Prep Time 15 minutes
Cook Time 30 minutes
Resting Time 5 minutes
Total Time 50 minutes
Servings: 8
Course: Dinner, Main Dish
Cuisine: American, Fusion, Southern
Calories: 625

Ingredients
  

  • 16 oz 1 pound elbow macaroni or cavatappi pasta
  • 2 cups cooked and shredded chicken rotisserie chicken recommended
  • 1 cup high-quality BBQ sauce divided
  • 3 tablespoons unsalted butter
  • 3 tablespoons all-purpose flour
  • 2 cups whole milk
  • 1 cup heavy cream
  • 8 oz sharp cheddar cheese freshly grated
  • 4 oz smoked gouda freshly grated
  • 4 oz monterey jack or colby jack freshly grated
  • 1 medium yellow onion finely diced
  • 2 cloves garlic minced
  • 1 teaspoon smoked paprika
  • ½ teaspoon mustard powder
  • ¼ teaspoon cayenne pepper optional
  • Salt and freshly ground black pepper to taste
  • ½ cup panko breadcrumbs mixed with 2 tablespoons melted butter optional topping
  • 2 green onions thinly sliced (for garnish)

Method
 

  1. Cook pasta in salted water until just shy of al dente (1-2 minutes less than package directions). Drain and set aside.
  2. In a large dutch oven or deep skillet, melt 1 tablespoon butter over medium heat. Add diced onion and cook until translucent, about 4-5 minutes.
  3. Add minced garlic and cook for 30 seconds until fragrant. Stir in shredded chicken and ½ cup BBQ sauce. Cook for 2-3 minutes, then transfer to a bowl.
  4. In the same pot, melt remaining 2 tablespoons butter. Add flour and whisk constantly for 1-2 minutes to create a golden roux.
  5. Gradually whisk in milk and cream. Bring to a gentle simmer and cook for 3-5 minutes until thickened.
  6. Add smoked paprika, mustard powder, cayenne (if using), salt, and pepper.
  7. Remove from heat and add grated cheeses one handful at a time, whisking until completely melted before adding more.
  8. Fold in the reserved BBQ chicken mixture and remaining ½ cup BBQ sauce.
  9. Gently stir in the cooked pasta until evenly coated.
  10. Optional: For extra creaminess, stir in an additional ¼ cup heavy cream.
  11. Optional: Transfer to a baking dish, top with panko-butter mixture, and broil for 2-3 minutes until golden.
  12. Let rest for 5 minutes before serving.

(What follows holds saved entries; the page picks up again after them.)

PR #10433, opened 2026-01-22
qt: add Changelog to Help menu in toolbar

f321x:
Adds a `Changelog` item to the Help menu of the toolbar. Clicking on the item opens the changelog in the browser (github text-only form). 

Screenshot_20260122_155817

### DIFF
--- a/electrum/constants.py
+++ b/electrum/constants.py
@@ -57,6 +57,7 @@ def create_fallback_node_list(fallback_nodes_dict: dict[str, dict]) -> List[LNPe
 
 GIT_REPO_URL = "https://github.com/spesmilo/electrum"
 GIT_REPO_ISSUES_URL = "https://github.com/spesmilo/electrum/issues"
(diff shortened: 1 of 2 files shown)


electrum/constants.py
```diff
@@ -57,6 +57,7 @@ def create_fallback_node_list(fallback_nodes_dict: dict[str, dict]) -> List[LNPe
 
 GIT_REPO_URL = "https://github.com/spesmilo/electrum"
 GIT_REPO_ISSUES_URL = "https://github.com/spesmilo/electrum/issues"
+RELEASE_NOTES_URL = "https://raw.githubusercontent.com/spesmilo/electrum/refs/heads/master/RELEASE-NOTES"
```
SomberNight, line 60: note: one consequence of pointing to the master branch is that we (kind of) will never be able to cleanly rename this file in the git repo

but ok, I think it's fine.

Garnish with sliced green onions.

Notes

For the creamiest results, always grate your cheese fresh instead of using pre-packaged shredded cheese. To make ahead, slightly undercook the pasta, assemble without breadcrumb topping, and refrigerate for up to 2 days. Add a splash of milk or cream when reheating to refresh the sauce. For a gluten-free version, use gluten-free pasta and substitute cornstarch (1.5 tablespoons) for the flour.